International

US extends humanitarian status for Ukrainians who fled war

The decision allows Ukrainians living in the US to continue accessing services and allays concerns over legal limbo.

A Ukrainian refugee waits with others near the US border with Mexico.
Ukrainian refugees wait near the US border with Mexico in April 2022.

The administration of United States President Joe Biden will extend the one-year authorisation granted to thousands of Ukrainians living in the country, allowing them to renew their humanitarian status and stay longer, just as their paperwork was about to expire.

The news comes shortly after the one-year anniversary of the Russian invasion of Ukraine, which prompted millions of refugees to flee.

The Department of Homeland Security said on Monday that about 25,000 Ukrainians who entered the US through the southern border with Mexico can lengthen their stay past the one year they were initially granted.

“For this earliest-arrived group of Ukrainians, the continued legal right to live, work and access resettlement assistance in the US is absolutely crucial to their well-being,” head of Lutheran Immigration and Refugee Service Krish O’Mara Vignarajah said in a statement.

More than 118,000 Ukrainians have come to the US through a programme known as humanitarian parole, which allows people fleeing desperate circumstances to enter the US, where they can apply to more permanent immigration pathways out of harm’s way.

Those authorisations last for two years, but about 25,000 people who entered the US through Mexico in 2022 were given only a one-year permit.

The extension will allow them to continue accessing services such as health care and food assistance, and diminish concerns about their legal status in the country.

In recent years, humanitarian parole has been deployed to bring groups of people from countries like Ukraine and Afghanistan to the US.

However, many Afghans who were paroled into the US following the collapse of the US-backed government in Afghanistan in August 2021 have yet to see their authorisation extended. Some are concerned that they could end up in a state of legal limbo and lose their work authorisation if a solution is not found before they pass their two-year anniversary in the US.

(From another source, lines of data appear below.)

PR #1128, opened 2024-02-14
Fix/validate site name

alexanderleegs:
Adds a middleware to validate proper site name for associated routes. This is a quick fix solution - see https://opengovproducts.slack.com/archives/C06FXS46AFP/p1707916279240099 for details.


seaerchin (approved):
Lgtm, are we not able to attach the middleware to the router as a whole?

alexanderleegs:
> Lgtm, are we not able to attach the middleware to the router as a whole?

Hmm in order to retrieve `siteName` from params the middleware must be used in a route has already defined a `:siteName`  in the route! So I put them in only after they were referenced

PR #1148, opened 2024-02-20
feat(routes): add link checker routes

kishore03109:
## Problem

adding backend routes to allow for site checker to be done via the fe. corresponding fe pr will be up soon
Closes [insert issue #]

## Solution
hooking up existing func call done for form sg into a route to be called form fe.  gb will be introduced in the fe so as to not introduce 4xx errors. this is not private info anyways, dont really care if an agency is able to view their own site's broken links just by querying this path. 

a locking pattern is added to prevent multiple runs of the same repo state that might use unnecessary compute. 

there are two main api calls, a checker and a result getter. the front end will be call the checker through a manual button for now, (this is user triggered). the getter will be called once every 10 seconds. (or window refetch i dont have a strong opinion here). 

### Newer Changes

After offline disc with @harishv7 
1. Error states will persist when there is an error during a trigger, by the existence of an `error.log` file
2. We want to enable users to be self-reliant, so we allow them to retry during error states. By extension, `error.log` will be deleted + the function will be retried during this session. (DANGER, but I cannot seem to think of a case where this would lead to recursive calls, lmk if this is ok)
3. The two main function calls in `RepoCheckerService` are `readRepoErrors` and `runBrokenLinkChecker`. For observability, am wrapping an overall `mapErr` to log with the specific string that starts with `SiteCheckerError: `. This will be useful for devs to monitor error states from this newly rolled out feature.
4. only push to github is only done as i am returning the result back to the user. this allows for prod + design to look easily while not affecting user flow.

**Breaking Changes**

  - Details ...

### DIFF
--- a/.aws/deploy/backend-task-definition.prod.json
+++ b/.aws/deploy/backend-task-definition.prod.json
@@ -181,6 +181,10 @@
         {
           "name": "UPTIME_ROBOT_API_KEY",
           "valueFrom": "PROD_UPTIME_ROBOT_API_KEY"
+        },
+        {
+          "name": "SITE_CHECKER_FORM_KEY",
+          "valueFrom": "PROD_SITE_CHECKER_FORM_KEY"
         }
       ],
       "logConfiguration": {
--- a/src/routes/v2/authenticated/sites.ts
+++ b/src/routes/v2/authenticated/sites.ts
@@ -295,7 +295,7 @@ export class SitesRouter {
       "/:siteName/checkLinks",
       routeCheckerMiddleware.verifySiteName,
       attachSiteHandler,
-      this.authorizationMiddleware.verifySiteAdmin,
+      this.authorizationMiddleware.verifySiteMember,
       attachReadRouteHandlerWrapper(this.checkLinks)
     )
 
--- a/src/routes/v2/authenticated/sites.ts
+++ b/src/routes/v2/authenticated/sites.ts
@@ -210,7 +210,7 @@ export class SitesRouter {
     if (result.isOk()) {
       return res.status(200).json(result.value)
     }
-    return res.status(404).json({ status: "error" })
+    return res.status(400).json({ status: "error" })
   }
 
   getRouter() {
--- a/src/routes/v2/authenticated/sites.ts
+++ b/src/routes/v2/authenticated/sites.ts
@@ -50,7 +50,6 @@ export class SitesRouter {
     infraService,
     repoCheckerService,
   }: SitesRouterProps) {
-    console.log({ repoCheckerService }, "in sites router")
     this.sitesService = sitesService
     this.authorizationMiddleware = authorizationMiddleware
     this.statsMiddleware = statsMiddleware
--- a/src/routes/v2/authenticated/sites.ts
+++ b/src/routes/v2/authenticated/sites.ts
@@ -212,7 +212,7 @@ export class SitesRouter {
     return res.status(404).json({ status: "error" })
   }
 
-  checkLinks: RequestHandler<
+  triggerCheckLinks: RequestHandler<
     { siteName: string },
     BrokenLinkErrorDto | ResponseErrorBody,
     never,
@@ -296,7 +296,7 @@ export class SitesRouter {
       routeCheckerMiddleware.verifySiteName,
       attachSiteHandler,
       this.authorizationMiddleware.verifySiteMember,
-      attachReadRouteHandlerWrapper(this.checkLinks)
+      attachReadRouteHandlerWrapper(this.triggerCheckLinks)
     )
 
     // The /sites/preview is a POST endpoint as the frontend sends
--- a/src/routes/v2/authenticated/sites.ts
+++ b/src/routes/v2/authenticated/sites.ts
@@ -18,7 +18,7 @@ import { ResponseErrorBody } from "@root/types/dto/error"
 import { ProdPermalink, StagingPermalink } from "@root/types/pages"
 import { PreviewInfo } from "@root/types/previewInfo"
 import { RepositoryData } from "@root/types/repoInfo"
-import { RepoErrorDto } from "@root/types/siteChecker"
+import { BrokenLinkErrorDto } from "@root/types/siteChecker"
 import { SiteInfo, SiteLaunchDto } from "@root/types/siteInfo"
 import { StagingBuildStatus } from "@root/types/stagingBuildStatus"
 import type SitesService from "@services/identity/SitesService"
@@ -197,7 +197,7 @@ export class SitesRouter {
 
   getLinkCheckerStatus: RequestHandler<
     { siteName: string },
-    RepoErrorDto | ResponseErrorBody,
+    BrokenLinkErrorDto | ResponseErrorBody,
     never,
     never,
     { userWithSiteSessionData: UserWithSiteSessionData }
--- a/src/routes/v2/authenticated/sites.ts
+++ b/src/routes/v2/authenticated/sites.ts
@@ -209,7 +209,7 @@ export class SitesRouter {
     if (result.isOk()) {
       return res.status(200).json(result.value)
     }
-    return res.status(400).json({ status: "error" })
+    return res.status(404).json({ status: "error" })
   }
 
   checkLinks: RequestHandler<
--- a/src/routes/v2/authenticated/sites.ts
+++ b/src/routes/v2/authenticated/sites.ts
@@ -203,6 +203,23 @@ export class SitesRouter {
     { userWithSiteSessionData: UserWithSiteSessionData }
   > = async (req, res) => {
     const { userWithSiteSessionData } = res.locals
+    const result = await this.repoCheckerService.readRepoErrors(
+      userWithSiteSessionData.siteName
+    )
+    if (result.isOk()) {
+      return res.status(200).json(result.value)
+    }
+    return res.status(400).json({ status: "error" })
+  }
+
+  checkLinks: RequestHandler<
+    { siteName: string },
+    BrokenLinkErrorDto | ResponseErrorBody,
+    never,
+    never,
+    { userWithSiteSessionData: UserWithSiteSessionData }
+  > = async (req, res) => {
+    const { userWithSiteSessionData } = res.locals
     const result = await this.repoCheckerService.checkRepo(
       userWithSiteSessionData.siteName
     )
@@ -273,6 +290,13 @@ export class SitesRouter {
       attachSiteHandler,
       this.authorizationMiddleware.verifySiteMember,
       attachReadRouteHandlerWrapper(this.getLinkCheckerStatus)
+    )
+    router.post(
+      "/:siteName/checkLinks",
+      routeCheckerMiddleware.verifySiteName,
+      attachSiteHandler,
+      this.authorizationMiddleware.verifySiteAdmin,
+      attachReadRouteHandlerWrapper(this.checkLinks)
     )
 
     // The /sites/preview is a POST endpoint as the frontend sends
--- a/src/routes/v2/authenticated/sites.ts
+++ b/src/routes/v2/authenticated/sites.ts
@@ -12,11 +12,13 @@ import { attachSiteHandler } from "@root/middleware"
 import { RouteCheckerMiddleware } from "@root/middleware/routeChecker"
 import { StatsMiddleware } from "@root/middleware/stats"
 import InfraService from "@root/services/infra/InfraService"
+import RepoCheckerService from "@root/services/review/RepoCheckerService"
 import type { RequestHandler } from "@root/types"
 import { ResponseErrorBody } from "@root/types/dto/error"
 import { ProdPermalink, StagingPermalink } from "@root/types/pages"
 import { PreviewInfo } from "@root/types/previewInfo"
 import { RepositoryData } from "@root/types/repoInfo"
+import { RepoErrorDto } from "@root/types/siteChecker"
 import { SiteInfo, SiteLaunchDto } from "@root/types/siteInfo"
 import { StagingBuildStatus } from "@root/types/stagingBuildStatus"
 import type SitesService from "@services/identity/SitesService"
@@ -26,6 +28,7 @@ type SitesRouterProps = {
   infraService: InfraService
   authorizationMiddleware: AuthorizationMiddleware
   statsMiddleware: StatsMiddleware
+  repoCheckerService: RepoCheckerService
 }
 
 // eslint-disable-next-line import/prefer-default-export
@@ -38,16 +41,21 @@ export class SitesRouter {
 
   private readonly infraService
 
+  private readonly repoCheckerService
+
   constructor({
     sitesService,
     authorizationMiddleware,
     statsMiddleware,
     infraService,
+    repoCheckerService,
   }: SitesRouterProps) {
+    console.log({ repoCheckerService }, "in sites router")
     this.sitesService = sitesService
     this.authorizationMiddleware = authorizationMiddleware
     this.statsMiddleware = statsMiddleware
     this.infraService = infraService
+    this.repoCheckerService = repoCheckerService
     // We need to bind all methods because we don't invoke them from the class directly
     autoBind(this)
   }
@@ -188,6 +196,23 @@ export class SitesRouter {
     return res.status(404).json({ message: "Unable to get staging status" })
   }
 
+  getLinkCheckerStatus: RequestHandler<
+    { siteName: string },
+    RepoErrorDto | ResponseErrorBody,
+    never,
+    never,
+    { userWithSiteSessionData: UserWithSiteSessionData }
+  > = async (req, res) => {
+    const { userWithSiteSessionData } = res.locals
+    const result = await this.repoCheckerService.checkRepo(
+      userWithSiteSessionData.siteName
+    )
+    if (result.isOk()) {
+      return res.status(200).json(result.value)
+    }
+    return res.status(404).json({ status: "error" })
+  }
+
   getRouter() {
     const router = express.Router({ mergeParams: true })
     const routeCheckerMiddleware = new RouteCheckerMiddleware()
@@ -242,6 +267,13 @@ export class SitesRouter {
       attachSiteHandler,
       this.authorizationMiddleware.verifySiteMember,
       attachReadRouteHandlerWrapper(this.getUserStagingSiteBuildStatus)
+    )
+    router.get(
+      "/:siteName/getLinkCheckerStatus",
+      routeCheckerMiddleware.verifySiteName,
+      attachSiteHandler,
+      this.authorizationMiddleware.verifySiteMember,
+      attachReadRouteHandlerWrapper(this.getLinkCheckerStatus)
     )
 
     // The /sites/preview is a POST endpoint as the frontend sends
--- a/src/routes/v2/authenticated/sites.ts
+++ b/src/routes/v2/authenticated/sites.ts
@@ -220,7 +220,7 @@ export class SitesRouter {
     { userWithSiteSessionData: UserWithSiteSessionData }
   > = async (req, res) => {
     const { userWithSiteSessionData } = res.locals
-    const result = await this.repoCheckerService.checkRepo(
+    const result = await this.repoCheckerService.runBrokenLinkChecker(
       userWithSiteSessionData.siteName
     )
     if (result.isOk()) {
--- a/src/services/review/RepoCheckerService.ts
+++ b/src/services/review/RepoCheckerService.ts
@@ -9,7 +9,7 @@ import { marked } from "marked"
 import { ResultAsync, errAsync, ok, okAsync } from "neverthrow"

Advocacy groups have pushed Congress to pass a bill known as the Afghan Adjustment Act that would provide Afghan parolees with a pathway to permanent status, but the bill has not been passed.

“Thousands of Afghans who were evacuated to the United States last summer had to endure the traumatic journey of having to flee their homeland,” the US-based advocacy group Afghans For A Better Tomorrow said in a press release (PDF) last August. “They should not be forced to individually relive that trauma through burdensome legal processes.”

Some have accused the US government of a racist double standard in how it administers the humanitarian parole system.

Human rights groups have criticised the Biden administration for processing Afghan humanitarian parole applications at a slow pace and largely rejecting those it has processed.

With Russia’s war in Ukraine grinding on, a United Nations poll found that about 65 percent of Ukrainian refugees who fled the invasion plan to remain in their host countries until hostilities subside.

Doing so often means hardship, with many struggling to adjust to life in new countries after emotionally taxing journeys to safety.

Following Russia’s invasion of Ukraine in February 2022, nearly 8 million Ukrainian refugees have left the country, according to the UN refugee agency. Millions more have been displaced within Ukraine itself.